:: INPUT MATERIAL

PR #585, opened 2018-10-16
P2P integration for added/removed trading pairs

sangaman:
This PR sends handshake state updates to peers when trading pairs are added or removed, and also broadcasts order invalidations for any orders belonging to a trading pair that we are removing.

### DIFF
--- a/lib/orderbook/OrderBook.ts
+++ b/lib/orderbook/OrderBook.ts
@@ -171,6 +171,9 @@ class OrderBook extends EventEmitter {
     this.pairs.set(pairInstance.id, pairInstance);
     this.matchingEngines.set(pairInstance.id, new MatchingEngine(this.logger, pairInstance.id));
 
+    if (this.pool) {
+      this.pool.updateHandshake({ pairs: this.pairIds });
+    }
     return pairInstance;
   }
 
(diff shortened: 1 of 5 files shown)


lib/orderbook/OrderBook.ts
```diff
@@ -62,9 +62,9 @@ class OrderBook extends EventEmitter {
   /** Max time for addOwnOrder iterations (due to swaps failures retries). */
   private static MAX_ADD_OWN_ORDER_ITERATIONS_TIME = 10000; // 10 sec
```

::::

** WORK TASK **
Up to and including the line with "new MatchingEngine(this.logger, pairInstance.id));", write out the records above exactly, starting from their first line.

** SOLUTION FOR THIS EXERCISE **
PR #585, opened 2018-10-16
P2P integration for added/removed trading pairs

sangaman:
This PR sends handshake state updates to peers when trading pairs are added or removed, and also broadcasts order invalidations for any orders belonging to a trading pair that we are removing.

### DIFF
--- a/lib/orderbook/OrderBook.ts
+++ b/lib/orderbook/OrderBook.ts
@@ -171,6 +171,9 @@ class OrderBook extends EventEmitter {
     this.pairs.set(pairInstance.id, pairInstance);
     this.matchingEngines.set(pairInstance.id, new MatchingEngine(this.logger, pairInstance.id));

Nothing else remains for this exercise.